BEGIN

PR #4855, opened 2019-06-18
Adds a redirect for announcements atom feed

SamJamCul:
This change introduces a redirect in the announcements finder
controller. When going to an announcements finder atom feed,
this checks to see if the locale selected is English, and if so it will
redirect to the news and comms finder atom feed instead.

Tests have also been removed/added to account for this, but there might be some missing feature tests that should be included. 

This is part of [this card](https://trello.com/c/E5QJ99L5/805-redirect-english-announcements-atom-feeds), and thanks to @koetsier for helping!

### DIFF
--- a/app/controllers/announcements_controller.rb
+++ b/app/controllers/announcements_controller.rb
@@ -26,6 +26,8 @@ class AnnouncementsController < DocumentsController
         )
       end
       format.atom do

END

▶ **Work instruction**
Count all lines of the data that include "atom". The answer is the number alone.

▶ **Task answer**
5